Task directions: Using the listing below, retype exactly the lines starting at the one with "cailyoung: I actually" and ending at the one with "Really!? Can you", and include both.

○ ○ ○ ○ ○ ○ ○

PR #78, opened 2022-04-28
Add sensible defaults for using build containers

cailyoung:
Initial draft of the guidance to place in here. All feedback welcome.


SensibleDefaults/BuildInContainers.md
```diff
@@ -0,0 +1,77 @@
...
+
+Suits best if the build container is small (we don't want our teams to be waiting a long time for their build container to be built before their application has even started building) and to make specific atomic changes to the build environment and build process and application being built.
+
+This pattern does not cache the build environment anywhere outside the build agent running your overall build.
+
+We do not recommend using this pattern if you are anticipating that the container build will take a long time versus pulling the container (e.g. if you are compiling something from source in the container build). Use the next pattern if your container build is slow.
+
+### Build container built seperately to application build
+
+Suits best if the build process is slow, or your team doesn't want to take on the cognitive load of having a completely ephemeral build container as part of your build process.
```
TomPeters, line 58: In both of these documents
- https://octopushq.atlassian.net/wiki/spaces/RND/pages/2388623576/Define+the+build+environment+as+a+Dockerfile+build+it+in+your+build+config+as+the+first+step
- https://octopushq.atlassian.net/wiki/spaces/RND/pages/2388231045/Stand+up+a+new+build+pipeline+to+build+your+Dockerfile+push+it+into+the+private+registry

You mention using these approaches if your team can handle the cognitive load of these approaches. Implying that there is a different kind of cognitive load to take on for each of them. Consider adding more details here, or using different language rather than "cognitive load" to describe the tradeoff, to make it clearer to people about the tradeoff they might be making.

For example
- Containers built separately to the application build incur additional complexity in the build pipeline, as there needs to be more build configurations, the container needs to be built and updated regularly.
- Containers built inline with the CI application build need to tag images in a certain way to ensure uniqueness, which could potentially cause confusion during local dev

Or whatever the actual tradeoff is :)

SensibleDefaults/BuildInContainers.md
```diff
@@ -0,0 +1,77 @@
...
+# Antipatterns
+
+## (Nuke-specific) Wrap everything in a `DockerTasks.DockerRun`
+
+We tried this for TentacleArmy, that used a nuke build script to run its application build and noticed that you lose _all_ of the advantages of of nuke's fluent API wrapping of the `dotnet` (and others) commands. The environment also had to ensure that docker cli was runnable which meant you were unable to use official Microsoft-provided .NET SDK containers to run. If you are running into this build antipattern consider instead using `tool-docker-cli` and using a single build step. 
+
+## Use a Docker container as a way to cache packaged application dependencies
+
+If you're considering putting `dotnet restore` in a custom build container to speed up compilation, please don't. Here's why:
+- If your custom container doesn't get rebuilt/re-pushed/re-pulled, then any security fixes in third-party dependencies will not be included in your actual build. This can be very tricky to debug, depending on the package ecosystem and how they handle cache resolution
```
TomPeters, line 73: From my understanding, the effect of the dotnet restore is to build up .net's package cache. The actual build still does a `dotnet restore`, ensure that it gets updated dependencies (i.e. there shouldn't be any security issues), but because of the pre-populated package cache, most of the requests to download packages hit the cache instead of going to nuget.org, or feedz, or wherever.

SensibleDefaults/BuildInContainers.md
```diff
@@ -0,0 +1,77 @@
...
+- The time spent pushing/pulling/expanding/copying very large container layers isn't materially faster than the time pulling direct from external package sources, _even accounting for occasional unavailability_.
```
TomPeters, line 74: Do we have any data on this? I believe we currently use this approach based on some data that andrew h gathered in the past, so if we have data that contradicts that, then that would be interesting to explore further :)

SensibleDefaults/BuildInContainers.md
```diff
@@ -0,0 +1,77 @@
...
+  - If you are finding external packages sources are unreliable, please let #team-engineering-productivity know and we can see about enabling caching within our build cluster for your use case
```
TomPeters, line 75: I would emphasise this point.

Speeding up package restoration for all projects would eliminate toil across teams, and a bunch of extra work that teams might need to otherwise do to create pre-populated container images, and would also provide a better service (since all packages would get cached, rather than just the ones captured the last time the container image was built)

SensibleDefaults/BuildInContainers.md
```diff
@@ -0,0 +1,77 @@
...
+
+> We acknowledge that `build-base-dotnet` currently includes a large NuGet and npm package cache, and it is our analysis of our customer's use of that container that leads us to recommend against using this pattern in general. We explicitly do not recommend using this container for any new projects.
```
TomPeters, line 77: I'd leave out this bit - it feels a bit confrontational ("This customer is doing it bad - don't be like that customer").

```suggestion
> We acknowledge that `build-base-dotnet` currently includes a large NuGet and npm package cache. We aim to remove this container as a base container for our teamcity agents, and we explicitly do not recommend using this container for any new projects.
```

TomPeters (commented):
One thing that feels missing here is a discussion about what we will do with workloads that need to run on windows. If we don't have an answer yet, then we should at least say that for now.

After thinking about this for a bit, there are a few other patterns here that I think would be good to explore, even if it is just to explicitly rule them out.

## 1: Using containers as artifacts

You could have a docker file that `RUN`s the build script (e.g. `build.sh`). The result of building the project is then captured as a layer in the container.

This docker container could be pushed to artifactory.

A subsequent build step, or a different build configuration, could pull that docker container image and run tests within it.

This might work well for something like Octopus Server. Some benefits:
- The only build configuration / build step that needs to know about tools (like docker/nuke/.net/etc.) is the main build step/configuration. Subsequent steps just pull the container from the previous step.
- We don't need to push artifacts to/from teamcity - everything sits in our container registry.

## 2: Docker multi-stage builds

If you have a few different build steps that have different build requirements, the current recommendation feels like it is to run each of those build steps in a different container.

Can we use multi-stage docker builds to run it in a single docker build steps instead?

E.g. if you had a build that is like

1. Build frontend
2. Build server
3. Bundle together
4. Push to Octopus Deploy
5. Create release

You could do something like

```
FROM node:latest:latest AS build-frontend
...
RUN npm run build
COPY ...

FROM mcr.microsoft.com/dotnet/sdk:latest AS build-server
...
RUN ./build-backend.sh
COPY ...

FROM mcr.microsoft.com/dotnet/sdk:latest AS bundle
COPY --from=build-frontend ./ ./frontend
COPY --from=build-server ./ ./server
RUN ./bundle.sh

FROM octopusdeploy/octo:latest as push
COPY --from=bundle ./ ./
RUN create-release ...
```

You could run any of these stages at different parts of the build configuration.

Something along these lines might make it easier for any builds that need multiple tools. For example, the [tentacle army build](https://github.com/OctopusDeploy/TentacleArmy/blob/master/ci-environment.Dockerfile) is effectively composing the docker-cli container and the off the shelf .net sdk container, but it can't just re-use the .net sdk container easily. Is there a way we can use the public .net sdk container?

In some ways it feels like we can, but only if we take away some of the responsibility of nuke to manage dependencies between build tasks.

Really curious for some to give this some :brain: time.

SensibleDefaults/BuildInContainers.md
```diff
@@ -0,0 +1,77 @@
...
+
+- Understand and own your own dependencies
+
+- Isolate your environment from other teams
+  - Dependency changes
+  - Inter-build pollution
+
+# Patterns
+
+## No Container :raised_eyebrow:
```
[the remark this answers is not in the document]
casstait: We can move this down the list to de-emphasize :) sure thing.

SensibleDefaults/BuildInContainers.md
casstait: Thanks for the feedback! The "cognitive load" we were implying here was a bit on the extra build configurations but also on the cognitive load of developing an image/Dockerfile that would need to be maintained and developed appropriately (i.e. not be 30GB large). We can clear that up to delineate these two scenarios.

casstait:
@TomPeters Thanks for the extra comment/feedback! Its super helpful for us to progress.

Can I clarify a few things with you though, as I'm not entirely clear on some reasons why. 

> One thing that feels missing here is a discussion about what we will do with workloads that need to run on windows.

We were trying to be build platform and I guess in affect OS agnostic in our documentation. What special details or extra information were you wondering about with workloads that need to run on windows opposed to say linux? 

> 1: Using containers as artifacts

I'm not entirely sure on this approach for a couple of reasons:
1. This would create an infinite number of images that would be pushed to artifactory and need to have a retention policy against to ensure infinite growth/storage doesn't occur. 
2. I don't believe you need a seperate image for your build that could then be referenced for your tests. You can absolutely use the same container to build your application and then subsequently run tests against that same container, eliminating the issues discussed in 1.
3. The way to perform 2. from the top of my head would have to be performed on the same agent and therefore in the same build configuration. 
4. Would could potentially push a unique image to artifactory if there is a final build step of removing that image once the build chain is complete. (options!)

> 2: Docker multi-stage builds
>
> If you have a few different build steps that have different build requirements, the current recommendation feels like it is to run each of those build steps in a different container.

That is the current recommendation yep, if we want our build steps to be small simple tasks that can be run in the smallest and least complex docker container

> Can we use multi-stage docker builds to run it in a single docker build steps instead?

I believe we can and something that Cail and I should explore further on implementing appropriately in TeamCity.

> For example, the [tentacle army build](https://github.com/OctopusDeploy/TentacleArmy/blob/master/ci-environment.Dockerfile) is effectively composing the docker-cli container and the off the shelf .net sdk container, but it can't just re-use the .net sdk container easily. Is there a way we can use the public .net sdk container? 

Tentacle Army as the example (and any other nuke builds that have `DockerTasks`) can't use the public .net sdk container because it doesn't have docker installed :(. So that's why we have suggested the `tool-docker-cli` tool and anything that needs docker. For nuke especially, there is a boostrapper script that installs the required .net sdk to run nuke, so that's where this line of thought went.

SensibleDefaults/BuildInContainers.md
cailyoung: Many builds use `--no-restore`, according to my 'anecdata' here. It's a pattern I've seen in at least one build, anyway. However, thinking about the example given here, I think it's a bit contrived, and am inclined to remove it.

SensibleDefaults/BuildInContainers.md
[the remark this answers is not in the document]
cailyoung: I actually put it at the top on purpose, as it is the 'status quo' approach, and I think for an audience that isn't already using a container, it might be helpful to show the limited circumstances we think that's appropriate before moving on to the others.

However, if that's not the preferred ordering here, I'm not going to insist it stays where it is.

SensibleDefaults/BuildInContainers.md
TomPeters: > Many (compilation) builds use --no-restore

Really!? Can you share any with me so I can have a look?

cailyoung: https://github.com/OctopusDeploy/OctopusDeploy/blob/d5c3fa4f2ff21629ba3dc605eac9c64017de99ee/nuke-build/Publish/AssemblyPublisher.cs#L45

cailyoung: Although the git blame on that one is... 😬 😉

TomPeters:
> What special details or extra information were you wondering about with workloads that need to run on windows opposed to say linux?

For example, we recommend that 

> If your build needs to talk to a Docker daemon itself, but has no other dependencies (or can handle bootstrapping itself), use this container: `docker.packages.octopushq.com/octopusdeploy/tool-containers/tool-docker-cli:latest`

If your build also needs to run windows, this isn't quite right because that's a linux container image.

SensibleDefaults/BuildInContainers.md
TomPeters: Without following the chain too deeply... The build configuration in teamcity still does a restore right? By virtue of whatever target calls that function depending on a different target that does a restore. So as long as the restore still happens as part of the build configuration, then happy days. Just asking to make sure I'm not missing anything :)

TomPeters:
> I'm not entirely sure on this approach for a couple of reasons

Great! I think it is worth exploring the topic, thinking about the pros and cons, and writing down these reasons in this document :)

SensibleDefaults/BuildInContainers.md
cailyoung: 🤦 You're right. I'm misremembering a chain of events. The possibility is still there, but perhaps I'm conflating a bunch of disparate things I've been associated with.

TomPeters:
> Tentacle Army as the example (and any other nuke builds that have DockerTasks) can't use the public .net sdk container because it doesn't have docker installed :(. So that's why we have suggested the tool-docker-cli tool and anything that needs docker. For nuke especially, there is a boostrapper script that installs the required .net sdk to run nuke, so that's where this line of thought went.

As I see it, the problem is that we have nuke orchestrated docker. Which means we need to have docker + .net sdk available in the container.

I think this suggestion is about inverting that relationship. So the orchestration of (dependencies between) our build steps happens in a docker file instead of being in nuke, then nuke doesn't need to run docker.

So I'm challenging the assumption that nuke builds should be running DockerTasks.

SensibleDefaults/BuildInContainers.md
casstait: @TomPeters have updated those two confluence pages. Hopefully they read a bit better on the difference between the complexity between those two scenarios.

SensibleDefaults/BuildInContainers.md
```diff
@@ -0,0 +1,77 @@
...
+
+This is only a reasonable choice if the build commands are _so_ simple they are guaranteed to be available on _any_ base agent environment. The contents of the base agent environment is subject to change over time, and even tools like `curl` aren't guaranteed to stay available. Strongly consider using a container, even if it's something like `busybox` (which offers a lot of tools in a very small payload)
+
+## \[Recommended\] Public Container :earth_asia:
+
+If possible, use a publically-available container that already has your dependencies. This avoids the need for you to build and maintain your own.
```
matt-richardson, line 23: Strongly recommend some guidance to use a container from reputable source here.
(I recall I've probably already mentioned this, but I still feel strongly about it :smile:)

SensibleDefaults/BuildInContainers.md
```diff
@@ -0,0 +1,77 @@
...
+
+### Examples
+- `mcr.microsoft.com/dotnet/sdk:<version>` for .NET SDKs
+
+## Custom Agent Environment :hammer:
+
+If your build _cannot_ be run in a container you'll need to define or select a specific agent type that already has what you need. _More on this to be written..._
```
matt-richardson, line 30: I think more needs to be written here :)

matt-richardson: > select a specific agent type that already has what you need

As we're aiming for to deprecate as many of these as possible, it's probably wise to mention that and suggest that if at all possible, we should aim to rearchitect so we can run in a container (albeit with the caveat that we need to test things that are old). (I'm thinking of the "we need windows to run the code signing" / "nah, just use a different tool" conversation that was had)

SensibleDefaults/BuildInContainers.md
```diff
@@ -0,0 +1,77 @@
...
+
+### Examples
+- The Windows Server / SQL Server agents available in TeamCity
+
+## `tool-docker-cli` as the environment
+
+If your build needs to talk to a Docker daemon itself, but has no other dependencies (or can handle bootstrapping itself), use this container.
```
matt-richardson, line 37: Given it's likely we'll need to stop running privileged containers, should we mention that here?
(I think I might be conflating the "run child containers" and "run sibling container" situations)

SensibleDefaults/BuildInContainers.md
```diff
@@ -0,0 +1,77 @@
...
+
+## Defined build environment in a Dockerfile
+
+Specify your build environment in its own Dockerfile in your repo, and build it as part of your build pipelines. There are two approaches here - either you build it on every build you run, or you build it infrequently and treat it as another versioned dependency.
+
+### Build container built inline with CI application build 
+
+Suits best if the build container is small (we don't want our teams to be waiting a long time for their build container to be built before their application has even started building) and to make specific atomic changes to the build environment and build process and application being built.
+
+This pattern does not cache the build environment anywhere outside the build agent running your overall build.
```
matt-richardson, line 52:
```suggestion
This pattern does not cache the build environment anywhere outside the build agent running the build.
```

SensibleDefaults/BuildInContainers.md
matt-richardson: I think it's worth adding the "cognitive load" reasoning to this document (as it's trying to explain the why)  as well.

matt-richardson (commented):
Finally had a chance to review. I've added a few cheeky comments, but also some more serious ones.
There's "main thread" comments that I will add subsequently to this.

matt-richardson:
> ## 1: Using containers as artifacts
> You could have a docker file that RUNs the build script (e.g. build.sh). The result of building the project is then captured as a layer in the container.
> 
> This docker container could be pushed to artifactory.
> 
> A subsequent build step, or a different build configuration, could pull that docker container image and run tests within it.
> 
> This might work well for something like Octopus Server. Some benefits:
> 
> * The only build configuration / build step that needs to know about tools (like docker/nuke/.net/etc.) is the main build step/configuration. Subsequent steps just pull the container from the previous step.
> * We don't need We don't need to push artifacts to/from teamcity - everything sits in our container registry.

You often want multi stage builds docker here. Subsequent steps should have the cruft (such as the .net sdk) that is needed by earlier steps.

The other aspect here is that you're effectively creating a big fat zip file, but it's an "opaque" docker file rather than a zip file. So in some ways, you're getting benefits from the parallel layer upload/download, and avoiding slow zip/unzip times, but in other ways you're just trading them against a "less portable" archive. (Not a pro, not a con, just something to consider).

Also, pushing round these large images isn't really much fun. We've tried to improve it, but while it's not hideous at the moment, our docker image upload/download isn't fast. (We've got multiple cards on our board about docker caching...)

matt-richardson:
> > Tentacle Army as the example (and any other nuke builds that have DockerTasks) can't use the public .net sdk container because it doesn't have docker installed :(. So that's why we have suggested the tool-docker-cli tool and anything that needs docker. For nuke especially, there is a boostrapper script that installs the required .net sdk to run nuke, so that's where this line of thought went.
> 
> As I see it, the problem is that we have nuke orchestrated docker. Which means we need to have docker + .net sdk available in the container.
> 
> I think this suggestion is about inverting that relationship. So the orchestration of (dependencies between) our build steps happens in a docker file instead of being in nuke, then nuke doesn't need to run docker.
> 
> So I'm challenging the assumption that nuke builds should be running DockerTasks.

If we go back to an "idiomatic use of docker", then we regress in some ways, and introduce other issues:

* we regress in that we lose the benefits of nuke (language that most of our devs are pretty damn good at, type safety, refactoring etc) and go back to the dark days (similar to the pain we had with cake)
* we have hard evidence (workertools) that docker files are easy to do badly, if the teams doing them are not experienced.

I'm not keen to lose the benefits of nuke orchestration here (where it makes sense (ie, for dotnet projects)).

TomPeters:
> If we go back to an "idiomatic use of docker", then we regress in some ways ....

I think this is a bigger, ongoing discussion that we should have and we should take outside of this PR.

TomPeters:
> The challenge is trying to get a bunch of these to run in parallel for speed. I like to think that the way we've setup the server builds is probably close to the fastest "time to start" that we can get.

I was thinking about this and a related problem: What if you want to push multiple docker images from a single build step?

I think the solution to this is probably the same solution to the parallelisation problem: Use docker compose instead of multi-stage docker builds.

○ ○ ○ ○ ○ ○ ○

Answer section:
cailyoung: I actually put it at the top on purpose, as it is the 'status quo' approach, and I think for an audience that isn't already using a container, it might be helpful to show the limited circumstances we think that's appropriate before moving on to the others.

However, if that's not the preferred ordering here, I'm not going to insist it stays where it is.

SensibleDefaults/BuildInContainers.md
TomPeters: > Many (compilation) builds use --no-restore

Really!? Can you share any with me so I can have a look?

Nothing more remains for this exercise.